PR #3877, opened 2026-06-03
APPSEC-330: Update address bar management

chriselbring-avalabs:
## Description

**Ticket: [APPSEC-330]**

Please provide:

- A summary of the changes:
Update injected JS to handle window.open state sync w/ address bar 
Update spa navigation logic
- Motivation and context for this change
To prevent address bar spoofing 
- Any dependencies introduced
- (If breaking) migration steps and instructions

## Screenshots/Videos

## Testing

- Provide steps to test the happy path of your feature
- Provide steps to test edge cases and error states
- Trigger a build on bitrise and reference it here

## Checklist

[APPSEC-330]: https://ava-labs.atlassian.net/browse/APPSEC-330?atlOrigin=eyJpIjoiNWRkNTljNzYxNjVmNDY3MDlhMDU5Y2ZhYzA5YTRkZjUiLCJwIjoiZ2l0aHViLWNvbS1KU1cifQ

### DIFF
--- a/packages/core-mobile/app/hooks/browser/useInjectedJavascript.ts
+++ b/packages/core-mobile/app/hooks/browser/useInjectedJavascript.ts
@@ -22,6 +22,7 @@ export type InjectedJsMessageWrapper = {
     | 'page_styles'
     | 'log'
     | 'walletConnect_deeplink_blocked'
+    | 'window_open'
     | 'provider_request'
     | 'domain_metadata'
   payload: string
@@ -186,20 +187,30 @@ export function useInjectedJavascript(): InjectedJavascripts {
     }, 500); //add delay to make sure we don't get overridden by something else
   })();`
 
-  // blocks dapp redirects to walletconnect deeplinks
-  // after walletConnect sent a session request
-  const injectCustomWindowOpen = `(async function(){
-    const originalWindowOpen = window.open;
+  // Routes window.open through the native side instead of letting the WebView
+  // handle it. On Android with setSupportMultipleWindows=false, calling the
+  // platform window.open updates the WebView's visited history (and therefore
+  // our address bar) even when no actual page navigation replaces the content
+  // — that mismatch lets a malicious page render attacker UI under a trusted
+  // URL. We always intercept and hand the URL to the native tab manager so the
+  // address bar and the rendered content stay in sync.
+  const injectCustomWindowOpen = `(function(){
     window.open = function(url, target, features){
-      if (url.startsWith('core://wc?requestId')){
-        const message = {
-          method: 'walletConnect_deeplink_blocked',
+      try {
+        if (typeof url !== 'string' || url.length === 0) return null;
+        if (url.indexOf('core://wc?requestId') === 0){
+          window.ReactNativeWebView.postMessage(JSON.stringify({
+            method: 'walletConnect_deeplink_blocked',
+            payload: url
+          }));
+          return null;
+        }
+        window.ReactNativeWebView.postMessage(JSON.stringify({
+          method: 'window_open',
           payload: url
-        };
-        window.ReactNativeWebView.postMessage(JSON.stringify(message));
-        return null;
-      }
-      return originalWindowOpen(url, target, features);
+        }));
+      } catch (e) {}
+      return null;
     }
   })();`
 
--- a/packages/core-mobile/app/new/features/browser/components/BrowserTab.tsx
+++ b/packages/core-mobile/app/new/features/browser/components/BrowserTab.tsx
@@ -86,7 +86,7 @@ export const BrowserTab = forwardRef<BrowserTabRef, { tabId: string }>(
       providerShimJs,
       handleProviderMessage,
       handleDomainMetadata,
-      setCurrentUrl
+      handleCommittedUrl
     } = useEvmInjectedProvider(webViewRef, tabId)
 
     const isInjectedProviderBlocked = useSelector(
@@ -404,12 +404,16 @@ export const BrowserTab = forwardRef<BrowserTabRef, { tabId: string }>(
     )
 
     // Surfaces a URL we trust as actually-rendered to the user-facing URL bar
-    // and to the EVM provider's origin tracker. Idempotent per URL.
+    // and to the EVM provider's origin tracker. The address-bar/history sync
+    // is idempotent per URL, but the provider must be notified on every
+    // commit: a reload keeps the same URL yet creates a fresh document whose
+    // shim _accounts cache starts empty and needs re-priming.
     const syncCommittedUrl = (url: string, title?: string): void => {
       if (!url || url.startsWith('about:')) return
-      if (lastSyncedUrlRef.current === url) return
 
-      setCurrentUrl(url)
+      handleCommittedUrl(url)
+
+      if (lastSyncedUrlRef.current === url) return
       lastSyncedUrlRef.current = url
 
       dispatch(
--- a/packages/core-mobile/app/new/features/browser/components/BrowserTab.tsx
+++ b/packages/core-mobile/app/new/features/browser/components/BrowserTab.tsx
@@ -36,6 +36,7 @@ import AnalyticsService from 'services/analytics/AnalyticsService'
 import WalletConnectService from 'services/walletconnectv2/WalletConnectService'
 import {
   addHistoryForActiveTab,
+  addTab,
   goBackward,
   goForward as goForwardAction,
   goToDiscoverPage,
@@ -47,6 +48,7 @@ import { selectIsInjectedProviderBlocked } from 'store/posthog/slice'
 import Logger from 'utils/Logger'
 import ErrorIcon from '../../../assets/icons/melting_face.png'
 import { useBrowserContext } from '../BrowserContext'
+import { isSameOriginSpaNavigation, isValidHttpUrl } from '../utils'
 import { WebView } from './Webview'
 
 export interface BrowserTabRef {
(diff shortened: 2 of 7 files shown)


packages/core-mobile/app/hooks/browser/useInjectedJavascript.ts
```diff
@@ -186,20 +187,30 @@ export function useInjectedJavascript(): InjectedJavascripts {
...
+          method: 'window_open',
           payload: url
-        };
-        window.ReactNativeWebView.postMessage(JSON.stringify(message));
-        return null;
-      }
-      return originalWindowOpen(url, target, features);
+        }));
+      } catch (e) {}
+      return null;
```
atn4z7, line 213: This now intercepts *all* `window.open` and always returns `null`, vs. before where non-`core://wc` URLs were delegated to the platform `window.open`. The real behavior change is navigation routing: `window.open(url)` used to load in the same WebView, now it opens a new tab — and `window.open(url, '_self')` self-navs become a new tab too. (Return-value/handle flows like `if (!w)` popup-blocked checks or `w.document.write` were likely already non-functional here since `setSupportMultipleWindows={false}`, so not a clean regression — just calling out the change.) Worth a quick QA on OAuth/onramp dApps; we could return a minimal stub window if any turn out to depend on a handle.

packages/core-mobile/app/hooks/browser/useInjectedJavascript.ts
```diff
@@ -186,20 +187,30 @@ export function useInjectedJavascript(): InjectedJavascripts {
...
-  const injectCustomWindowOpen = `(async function(){
-    const originalWindowOpen = window.open;
+  // Routes window.open through the native side instead of letting the WebView
+  // handle it. On Android with setSupportMultipleWindows=false, calling the
+  // platform window.open updates the WebView's visited history (and therefore
+  // our address bar) even when no actual page navigation replaces the content
+  // — that mismatch lets a malicious page render attacker UI under a trusted
+  // URL. We always intercept and hand the URL to the native tab manager so the
+  // address bar and the rendered content stay in sync.
+  const injectCustomWindowOpen = `(function(){
```
atn4z7, line 197: Separate point: this override is wired into `injectedJavaScript` (post-content-load), not `injectedJavaScriptBeforeContentLoaded`, so a page that calls `window.open` during its initial scripts can run before the override installs. The nav-state gating is the real defense so this is just defense-in-depth, but noting it's not airtight on its own.

packages/core-mobile/app/new/features/browser/components/BrowserTab.tsx
```diff
@@ -382,6 +403,27 @@ export const BrowserTab = forwardRef<BrowserTabRef, { tabId: string }>(
       ]
     )
 
+    // Surfaces a URL we trust as actually-rendered to the user-facing URL bar
+    // and to the EVM provider's origin tracker. Idempotent per URL.
+    const syncCommittedUrl = (url: string, title?: string): void => {
+      if (!url || url.startsWith('about:')) return
+      if (lastSyncedUrlRef.current === url) return
+
+      setCurrentUrl(url)
```
atn4z7: @B0Y3R-AVA flagging you since this touches the EVM injected provider. Moving the only `setCurrentUrl` call to commit (`onLoad`) means the provider origin (`currentUrlRef`) is now set *after* `domain_metadata` arrives instead of before, which I think regresses first-load auto-reconnect:

- priming runs via `handleDomainMetadata` → `primeAccounts`, and `domain_metadata` posts at `DOMContentLoaded` (`app/hooks/browser/evmProviderShim.ts:462`), which fires before `onLoad`
- `primeAccounts` early-returns on an empty origin (`app/hooks/browser/useEvmInjectedProvider.ts:596`), and `setCurrentUrl`'s branches both require a prior origin (`useEvmInjectedProvider.ts:172`/`:182`), so the first commit re-primes nothing
- the comment at `useEvmInjectedProvider.ts:184` actually states the precondition this breaks ("initial page load … is primed via domain_metadata"); pre-PR it held because provisional `onNavigationStateChange` set the origin before `DOMContentLoaded`
- the tests pass only because they call `setCurrentUrl` before `handleDomainMetadata` (`useEvmInjectedProvider.test.ts:1690-1696`); the "origin missing → no `accountsChanged`" case (`useEvmInjectedProvider.test.ts:1765`) is exactly the new first-load state

Net: previously-connected auto-reconnect dApps (wagmi `autoConnect`) likely load disconnected until a manual connect/account switch. MetaMask Mobile avoids this by priming from the commit handler with the URL passed in — `sendActiveAccount(siteInfo.url)` right after setting `resolvedUrlRef`: https://github.com/MetaMask/metamask-mobile/blob/b3e7eb887ee5ad923f076f3c74c2a84a5f33825d/app/components/Views/BrowserTab/BrowserTab.tsx#L724-L737 , and the "intentionally not initialized in onLoadStart" note https://github.com/MetaMask/metamask-mobile/blob/b3e7eb887ee5ad923f076f3c74c2a84a5f33825d/app/components/Views/BrowserTab/BrowserTab.tsx#L1094-L1097 . Suggested fix: drive priming from the commit path (or pass the committed URL into `primeAccounts`) + add a test where `handleDomainMetadata` runs before the origin is set.

packages/core-mobile/app/new/features/browser/components/BrowserTab.tsx
```diff
@@ -362,6 +364,24 @@ export const BrowserTab = forwardRef<BrowserTabRef, { tabId: string }>(
...
               break
+            case 'window_open': {
+              // The page called window.open(); open it in a new tab instead
+              // of letting the WebView handle it. Routing through a new tab
+              // keeps the originating page's URL and rendered content in sync
+              // (prevents address-bar spoofing on Android, where the platform
+              // can advance the visited URL without replacing the page).
+              const targetUrl = wrapper.payload
+              if (typeof targetUrl === 'string' && isValidHttpUrl(targetUrl)) {
+                dispatch(addTab())
```
atn4z7, line 375: Minor: a page looping `window.open` will spawn tabs up to the `limitMaxTabs` cap — bounded, but there's no rate-limit or telemetry on this path. Probably fine, just noting it.

atn4z7 (commented):
Thanks for the PR! The approach looks pretty solid to me. Left a few inline comments — the main one to flag is the EVM injected-provider first-load priming (tagged James). Nothing blocking the direction.

packages/core-mobile/app/new/features/browser/components/BrowserTab.tsx
B0Y3R-AVA: Confirmed — dug into the post-PR call flow and the first-load auto-reconnect regression is real. Good catch @atn4z7.

**Why it breaks (matches your analysis):**
- Pre-PR, `onNavigationStateChange` set `currentUrlRef` unconditionally on the provisional event — before `domain_metadata` (DOMContentLoaded).
- Post-PR, first-load cross-origin `setCurrentUrl` is deferred to `onLoad` (post-commit), which fires *after* `domain_metadata`.
- So `handleDomainMetadata → primeAccounts` no-ops on the empty origin (`useEvmInjectedProvider.ts:596`), and the later first `setCurrentUrl` also no-ops (no `prevOrigin`, so neither branch at `:171-189` runs). The shim's `_accounts` stays `[]` and no `accountsChanged` fires → wagmi `autoConnect` dApps load disconnected, with no automatic recovery (the already-granted `eth_requestAccounts` short-circuit at `router.ts:433-461` doesn't backfill `_accounts` either).

**Suggested fix (security-safe):** prime from the **trusted native committed URL**, not `domain_metadata` — the payload's `url`/`domain` are page-supplied, and using them for origin would reintroduce the exact spoof vector this PR closes (`getPeerMeta` keeps origin tied to the native URL for this reason). Have `syncCommittedUrl`'s provider call set `currentUrlRef` from the trusted URL **and then** call `primeAccounts` (e.g. a `handleCommittedUrl(url)` that does both). Reusing `primeAccounts` keeps CP-13772 (SPA re-prime) and CP-14382 (ungranted-active → `[]`) intact — same shape as MetaMask priming from the commit handler. Worth adding a test where `handleDomainMetadata` runs before the origin is set.

**Three more things worth handling in the same pass (same root cause — origin now set only at commit):**
1. **Early bridged RPC → `4100 Origin unavailable`.** Provider JS is injected before page scripts, but native-handled requests require `nativeOrigin` (`router.ts:739`). A dApp that fires an RPC before `onLoad` now gets rejected — worth confirming the committed-origin is set early enough (e.g. seed on navigation commit) rather than only at full `onLoad`.
2. **`window_open → addTab` new tabs** inherit the same missing-prime hole on their first load.
3. **Cross-origin cancellation moved to commit-only.** Pre-PR the provisional `setCurrentUrl` ran `cancelByOrigin` + unstuck parked connect approvals on cross-origin; a *hanging* cross-origin nav (the spoof scenario) no longer triggers that — security-adjacent, worth a look.

Happy to pair on the priming fix if useful.

chriselbring-avalabs: I think this is fixed to your spec. Also yeah, I think this could have been worse than just not priming correctly for a site that has been connected to, but could have ended up such that, on navigation from site A->B, currentUrlRef would still have A and then we would prime B's document with A's grant, exposing the address to B.

atn4z7 (dismissed):

onghwan (dismissed):

atn4z7 (approved):

onghwan (approved):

◆ **Problem to work on**
Could you copy each line in the listing above that includes the word "postMessage"?

◆ **Task response**
+          window.ReactNativeWebView.postMessage(JSON.stringify({
+        window.ReactNativeWebView.postMessage(JSON.stringify({
-        window.ReactNativeWebView.postMessage(JSON.stringify(message));
-        window.ReactNativeWebView.postMessage(JSON.stringify(message));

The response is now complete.